◆ Input material ◆
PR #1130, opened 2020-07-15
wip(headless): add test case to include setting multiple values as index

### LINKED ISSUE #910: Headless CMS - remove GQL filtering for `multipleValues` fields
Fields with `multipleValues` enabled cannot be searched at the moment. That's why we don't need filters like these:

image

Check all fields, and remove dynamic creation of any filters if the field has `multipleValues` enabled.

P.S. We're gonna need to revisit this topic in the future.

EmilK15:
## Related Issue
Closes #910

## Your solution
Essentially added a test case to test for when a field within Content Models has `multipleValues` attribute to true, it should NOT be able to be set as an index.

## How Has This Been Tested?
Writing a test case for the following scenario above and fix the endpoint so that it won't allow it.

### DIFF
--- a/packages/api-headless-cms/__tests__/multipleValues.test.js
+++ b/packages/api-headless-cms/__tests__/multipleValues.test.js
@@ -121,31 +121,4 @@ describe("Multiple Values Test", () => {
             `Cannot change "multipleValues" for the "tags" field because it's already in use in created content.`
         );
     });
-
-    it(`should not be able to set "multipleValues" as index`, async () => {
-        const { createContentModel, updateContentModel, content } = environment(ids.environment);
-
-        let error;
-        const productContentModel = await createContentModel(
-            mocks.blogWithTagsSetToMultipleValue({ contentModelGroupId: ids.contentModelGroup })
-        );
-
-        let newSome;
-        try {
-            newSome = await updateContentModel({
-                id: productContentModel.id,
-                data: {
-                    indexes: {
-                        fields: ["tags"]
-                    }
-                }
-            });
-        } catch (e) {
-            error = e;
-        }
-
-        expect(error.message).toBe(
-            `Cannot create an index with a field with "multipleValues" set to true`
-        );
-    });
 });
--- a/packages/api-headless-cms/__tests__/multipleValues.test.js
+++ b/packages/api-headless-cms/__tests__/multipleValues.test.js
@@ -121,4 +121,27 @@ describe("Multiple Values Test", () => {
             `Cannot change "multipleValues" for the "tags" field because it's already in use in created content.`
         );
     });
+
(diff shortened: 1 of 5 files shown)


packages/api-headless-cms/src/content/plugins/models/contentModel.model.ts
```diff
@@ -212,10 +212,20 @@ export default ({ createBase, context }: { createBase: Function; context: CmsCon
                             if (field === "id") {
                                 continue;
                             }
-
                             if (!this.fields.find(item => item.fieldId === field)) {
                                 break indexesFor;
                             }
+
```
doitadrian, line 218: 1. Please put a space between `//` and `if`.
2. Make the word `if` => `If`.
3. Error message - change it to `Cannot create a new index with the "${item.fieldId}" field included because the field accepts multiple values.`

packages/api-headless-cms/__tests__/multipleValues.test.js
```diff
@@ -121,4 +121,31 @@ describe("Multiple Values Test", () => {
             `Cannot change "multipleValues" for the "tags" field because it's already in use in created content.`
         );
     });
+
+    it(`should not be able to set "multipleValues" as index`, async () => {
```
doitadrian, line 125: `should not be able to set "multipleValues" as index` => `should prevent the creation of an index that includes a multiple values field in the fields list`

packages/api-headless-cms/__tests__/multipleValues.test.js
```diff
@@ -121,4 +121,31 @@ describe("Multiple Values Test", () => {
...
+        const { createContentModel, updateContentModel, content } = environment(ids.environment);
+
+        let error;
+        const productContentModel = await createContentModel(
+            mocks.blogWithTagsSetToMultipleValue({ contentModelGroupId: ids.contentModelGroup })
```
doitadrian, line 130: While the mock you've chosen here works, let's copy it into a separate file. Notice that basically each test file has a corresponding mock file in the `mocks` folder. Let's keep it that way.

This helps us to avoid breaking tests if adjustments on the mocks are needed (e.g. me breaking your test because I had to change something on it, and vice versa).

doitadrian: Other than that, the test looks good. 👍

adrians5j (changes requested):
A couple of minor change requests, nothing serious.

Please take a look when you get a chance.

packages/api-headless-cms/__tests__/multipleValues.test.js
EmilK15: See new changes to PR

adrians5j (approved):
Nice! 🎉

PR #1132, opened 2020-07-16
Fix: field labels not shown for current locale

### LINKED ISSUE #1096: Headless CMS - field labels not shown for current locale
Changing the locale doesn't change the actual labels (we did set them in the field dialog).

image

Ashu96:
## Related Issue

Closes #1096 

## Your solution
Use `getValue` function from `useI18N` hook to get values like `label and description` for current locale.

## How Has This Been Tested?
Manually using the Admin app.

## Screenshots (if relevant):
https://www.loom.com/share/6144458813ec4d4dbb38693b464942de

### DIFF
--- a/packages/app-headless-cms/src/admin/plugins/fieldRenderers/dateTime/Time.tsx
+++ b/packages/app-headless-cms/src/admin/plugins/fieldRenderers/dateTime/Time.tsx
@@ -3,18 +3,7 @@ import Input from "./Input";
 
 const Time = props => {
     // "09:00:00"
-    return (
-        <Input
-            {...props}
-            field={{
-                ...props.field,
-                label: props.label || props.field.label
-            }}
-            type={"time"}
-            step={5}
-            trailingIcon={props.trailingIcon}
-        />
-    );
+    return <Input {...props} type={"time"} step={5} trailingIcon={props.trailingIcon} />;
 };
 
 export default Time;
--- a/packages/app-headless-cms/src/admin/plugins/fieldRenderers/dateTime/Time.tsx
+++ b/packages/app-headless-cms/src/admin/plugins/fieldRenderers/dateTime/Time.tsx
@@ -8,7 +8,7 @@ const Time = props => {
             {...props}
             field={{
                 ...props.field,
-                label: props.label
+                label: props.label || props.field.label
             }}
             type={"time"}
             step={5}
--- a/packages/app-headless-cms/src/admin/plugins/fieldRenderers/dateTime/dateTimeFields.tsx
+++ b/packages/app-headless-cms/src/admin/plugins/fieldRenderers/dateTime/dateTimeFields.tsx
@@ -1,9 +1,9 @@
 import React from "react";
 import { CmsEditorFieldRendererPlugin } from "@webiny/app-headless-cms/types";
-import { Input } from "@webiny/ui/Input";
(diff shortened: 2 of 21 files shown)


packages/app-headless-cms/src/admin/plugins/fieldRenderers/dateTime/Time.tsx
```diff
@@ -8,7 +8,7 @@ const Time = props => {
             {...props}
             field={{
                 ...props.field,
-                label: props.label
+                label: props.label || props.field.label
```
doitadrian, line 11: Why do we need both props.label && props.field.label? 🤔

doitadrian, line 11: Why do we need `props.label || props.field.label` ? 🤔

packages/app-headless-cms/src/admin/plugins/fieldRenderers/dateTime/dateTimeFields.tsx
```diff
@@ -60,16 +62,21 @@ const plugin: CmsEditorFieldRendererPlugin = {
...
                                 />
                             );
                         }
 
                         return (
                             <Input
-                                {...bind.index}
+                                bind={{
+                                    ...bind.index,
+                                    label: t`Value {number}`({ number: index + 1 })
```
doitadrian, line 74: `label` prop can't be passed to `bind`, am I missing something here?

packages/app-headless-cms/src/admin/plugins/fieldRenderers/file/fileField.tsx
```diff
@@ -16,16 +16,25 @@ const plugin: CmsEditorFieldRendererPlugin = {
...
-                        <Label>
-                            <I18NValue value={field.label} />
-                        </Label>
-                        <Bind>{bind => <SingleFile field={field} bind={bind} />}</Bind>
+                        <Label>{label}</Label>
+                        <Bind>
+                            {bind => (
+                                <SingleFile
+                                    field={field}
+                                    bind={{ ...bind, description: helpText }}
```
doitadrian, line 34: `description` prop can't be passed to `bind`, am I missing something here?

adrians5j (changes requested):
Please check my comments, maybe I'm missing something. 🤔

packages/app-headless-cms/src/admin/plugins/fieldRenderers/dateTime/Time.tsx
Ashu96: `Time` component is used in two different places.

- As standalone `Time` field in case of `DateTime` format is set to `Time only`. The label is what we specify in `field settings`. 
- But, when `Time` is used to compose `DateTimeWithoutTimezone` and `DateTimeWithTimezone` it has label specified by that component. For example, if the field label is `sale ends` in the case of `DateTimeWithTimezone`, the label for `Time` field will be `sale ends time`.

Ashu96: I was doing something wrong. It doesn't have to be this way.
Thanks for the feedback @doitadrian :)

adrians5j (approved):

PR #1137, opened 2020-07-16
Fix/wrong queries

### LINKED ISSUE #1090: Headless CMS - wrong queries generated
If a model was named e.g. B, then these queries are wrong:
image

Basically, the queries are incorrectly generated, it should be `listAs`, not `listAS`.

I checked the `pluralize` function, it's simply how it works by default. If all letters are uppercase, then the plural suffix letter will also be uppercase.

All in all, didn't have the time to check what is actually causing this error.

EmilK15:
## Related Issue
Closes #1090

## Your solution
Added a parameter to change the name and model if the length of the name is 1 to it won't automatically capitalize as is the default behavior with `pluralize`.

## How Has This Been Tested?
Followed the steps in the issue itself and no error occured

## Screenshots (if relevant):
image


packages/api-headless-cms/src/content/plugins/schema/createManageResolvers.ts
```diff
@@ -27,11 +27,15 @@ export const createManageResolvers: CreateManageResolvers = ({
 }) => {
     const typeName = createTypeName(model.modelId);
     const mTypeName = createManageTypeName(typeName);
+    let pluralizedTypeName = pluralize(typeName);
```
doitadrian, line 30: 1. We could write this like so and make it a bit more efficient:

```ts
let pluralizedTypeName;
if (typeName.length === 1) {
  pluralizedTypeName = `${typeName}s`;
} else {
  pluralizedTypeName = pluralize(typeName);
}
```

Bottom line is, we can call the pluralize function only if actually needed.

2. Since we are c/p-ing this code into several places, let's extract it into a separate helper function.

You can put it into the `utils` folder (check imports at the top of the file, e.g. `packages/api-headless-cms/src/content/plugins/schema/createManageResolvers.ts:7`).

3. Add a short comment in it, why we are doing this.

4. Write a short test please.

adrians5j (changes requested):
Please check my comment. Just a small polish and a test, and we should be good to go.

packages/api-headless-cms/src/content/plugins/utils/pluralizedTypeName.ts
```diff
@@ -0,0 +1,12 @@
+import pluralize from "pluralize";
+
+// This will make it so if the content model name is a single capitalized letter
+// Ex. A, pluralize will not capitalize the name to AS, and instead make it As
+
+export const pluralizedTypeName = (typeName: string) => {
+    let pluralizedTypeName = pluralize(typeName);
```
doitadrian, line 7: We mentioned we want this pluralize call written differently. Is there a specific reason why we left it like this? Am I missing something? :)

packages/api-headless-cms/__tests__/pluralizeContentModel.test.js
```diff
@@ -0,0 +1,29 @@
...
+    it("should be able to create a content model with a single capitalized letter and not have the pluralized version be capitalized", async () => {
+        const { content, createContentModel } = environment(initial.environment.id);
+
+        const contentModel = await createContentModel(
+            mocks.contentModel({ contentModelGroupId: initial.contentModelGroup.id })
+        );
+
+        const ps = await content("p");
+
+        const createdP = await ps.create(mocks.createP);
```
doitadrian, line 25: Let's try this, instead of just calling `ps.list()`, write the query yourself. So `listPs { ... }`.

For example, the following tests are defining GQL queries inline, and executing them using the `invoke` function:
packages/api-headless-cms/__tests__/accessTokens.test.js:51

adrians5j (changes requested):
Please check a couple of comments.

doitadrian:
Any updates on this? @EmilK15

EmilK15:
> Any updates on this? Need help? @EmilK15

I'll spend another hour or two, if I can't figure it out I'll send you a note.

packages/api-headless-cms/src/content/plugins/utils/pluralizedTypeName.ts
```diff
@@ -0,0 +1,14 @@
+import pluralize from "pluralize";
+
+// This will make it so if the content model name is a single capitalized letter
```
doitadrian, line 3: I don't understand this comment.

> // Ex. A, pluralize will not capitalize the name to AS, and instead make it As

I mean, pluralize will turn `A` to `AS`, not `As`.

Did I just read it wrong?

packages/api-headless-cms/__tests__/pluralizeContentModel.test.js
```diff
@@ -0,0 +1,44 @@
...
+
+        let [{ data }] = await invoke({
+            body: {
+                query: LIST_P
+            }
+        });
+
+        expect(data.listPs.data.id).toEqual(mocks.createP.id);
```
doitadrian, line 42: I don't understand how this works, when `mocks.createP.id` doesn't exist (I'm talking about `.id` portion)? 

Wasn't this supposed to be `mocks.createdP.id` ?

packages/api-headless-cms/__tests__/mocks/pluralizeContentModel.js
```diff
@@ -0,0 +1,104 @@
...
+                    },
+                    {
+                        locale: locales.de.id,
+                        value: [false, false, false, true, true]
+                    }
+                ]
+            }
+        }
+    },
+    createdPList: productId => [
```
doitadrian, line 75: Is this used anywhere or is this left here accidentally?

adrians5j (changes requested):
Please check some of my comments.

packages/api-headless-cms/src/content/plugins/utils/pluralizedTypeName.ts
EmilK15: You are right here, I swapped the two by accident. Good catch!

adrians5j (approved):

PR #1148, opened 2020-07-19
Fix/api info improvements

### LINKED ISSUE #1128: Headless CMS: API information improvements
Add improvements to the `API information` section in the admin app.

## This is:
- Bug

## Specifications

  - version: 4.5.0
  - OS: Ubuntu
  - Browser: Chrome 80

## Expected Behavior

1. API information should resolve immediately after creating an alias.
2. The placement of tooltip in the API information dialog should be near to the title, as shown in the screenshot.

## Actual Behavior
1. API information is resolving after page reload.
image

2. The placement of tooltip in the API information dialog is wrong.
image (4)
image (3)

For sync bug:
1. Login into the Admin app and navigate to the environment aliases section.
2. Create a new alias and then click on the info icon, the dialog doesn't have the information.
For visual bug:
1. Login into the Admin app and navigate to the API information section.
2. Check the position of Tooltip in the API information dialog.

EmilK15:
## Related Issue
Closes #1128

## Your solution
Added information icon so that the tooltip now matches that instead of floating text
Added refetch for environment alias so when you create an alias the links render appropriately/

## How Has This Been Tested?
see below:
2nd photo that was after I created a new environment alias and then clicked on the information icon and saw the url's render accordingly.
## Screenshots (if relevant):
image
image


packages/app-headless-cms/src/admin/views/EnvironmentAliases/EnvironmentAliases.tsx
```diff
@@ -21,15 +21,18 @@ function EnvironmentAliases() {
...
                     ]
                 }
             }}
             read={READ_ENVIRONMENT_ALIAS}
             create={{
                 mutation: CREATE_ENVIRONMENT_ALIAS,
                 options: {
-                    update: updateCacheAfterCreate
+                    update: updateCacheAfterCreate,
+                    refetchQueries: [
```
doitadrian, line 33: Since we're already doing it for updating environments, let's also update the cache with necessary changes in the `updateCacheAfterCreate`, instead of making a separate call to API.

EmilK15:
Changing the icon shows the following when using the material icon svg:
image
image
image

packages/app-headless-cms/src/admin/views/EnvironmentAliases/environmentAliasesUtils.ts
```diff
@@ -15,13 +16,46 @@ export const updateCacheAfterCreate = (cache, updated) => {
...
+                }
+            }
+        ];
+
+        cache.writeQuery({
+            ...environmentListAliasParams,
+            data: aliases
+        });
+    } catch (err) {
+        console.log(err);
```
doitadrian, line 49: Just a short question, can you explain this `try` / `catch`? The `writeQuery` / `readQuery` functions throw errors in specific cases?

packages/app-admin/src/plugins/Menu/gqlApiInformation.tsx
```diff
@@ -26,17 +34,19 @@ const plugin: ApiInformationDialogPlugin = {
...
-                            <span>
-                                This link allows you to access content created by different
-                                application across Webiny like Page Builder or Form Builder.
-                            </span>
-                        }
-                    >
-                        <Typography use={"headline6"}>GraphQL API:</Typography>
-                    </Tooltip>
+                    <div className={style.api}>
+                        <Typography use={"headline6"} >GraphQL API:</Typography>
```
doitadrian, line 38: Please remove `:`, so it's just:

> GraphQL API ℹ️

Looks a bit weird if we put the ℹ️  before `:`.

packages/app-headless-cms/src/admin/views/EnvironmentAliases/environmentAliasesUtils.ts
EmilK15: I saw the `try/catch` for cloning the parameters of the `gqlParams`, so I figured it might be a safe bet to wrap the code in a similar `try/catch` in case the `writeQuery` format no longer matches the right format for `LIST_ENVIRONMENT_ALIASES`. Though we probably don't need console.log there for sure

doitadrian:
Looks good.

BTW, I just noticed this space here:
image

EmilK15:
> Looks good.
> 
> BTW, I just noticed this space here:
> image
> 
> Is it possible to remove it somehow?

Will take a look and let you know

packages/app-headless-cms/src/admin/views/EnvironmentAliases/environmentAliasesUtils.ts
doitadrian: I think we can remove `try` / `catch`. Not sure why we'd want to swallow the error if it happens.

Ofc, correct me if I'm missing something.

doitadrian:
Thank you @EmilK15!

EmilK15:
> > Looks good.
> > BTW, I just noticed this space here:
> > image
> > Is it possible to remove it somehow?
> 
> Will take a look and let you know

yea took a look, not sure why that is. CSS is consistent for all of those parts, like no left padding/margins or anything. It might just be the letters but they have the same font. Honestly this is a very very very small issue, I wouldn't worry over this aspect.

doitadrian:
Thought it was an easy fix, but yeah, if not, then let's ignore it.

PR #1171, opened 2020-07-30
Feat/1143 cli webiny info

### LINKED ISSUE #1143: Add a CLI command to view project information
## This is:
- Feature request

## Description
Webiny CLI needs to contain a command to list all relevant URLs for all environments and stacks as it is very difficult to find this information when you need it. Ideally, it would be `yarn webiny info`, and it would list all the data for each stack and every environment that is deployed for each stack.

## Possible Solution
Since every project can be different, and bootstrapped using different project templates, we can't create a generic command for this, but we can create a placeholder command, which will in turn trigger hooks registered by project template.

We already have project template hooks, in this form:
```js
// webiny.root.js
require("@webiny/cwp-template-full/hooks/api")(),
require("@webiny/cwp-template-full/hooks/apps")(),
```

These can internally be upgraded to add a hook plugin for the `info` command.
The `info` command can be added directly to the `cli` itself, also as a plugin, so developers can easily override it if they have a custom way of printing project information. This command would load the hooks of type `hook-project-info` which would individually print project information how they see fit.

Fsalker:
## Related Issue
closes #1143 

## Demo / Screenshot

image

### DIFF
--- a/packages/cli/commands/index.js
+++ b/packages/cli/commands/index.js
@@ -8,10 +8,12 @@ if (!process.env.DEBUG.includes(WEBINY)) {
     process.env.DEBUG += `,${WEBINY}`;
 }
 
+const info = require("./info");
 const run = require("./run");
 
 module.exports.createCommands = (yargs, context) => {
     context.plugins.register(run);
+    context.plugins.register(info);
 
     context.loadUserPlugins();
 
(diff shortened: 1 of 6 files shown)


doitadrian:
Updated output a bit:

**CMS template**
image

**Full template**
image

◆ What you need to do ◆
All lines above containing the string "take": copy each one.

◆ Task answer ◆
Please take a look when you get a chance.
Will take a look and let you know
> Will take a look and let you know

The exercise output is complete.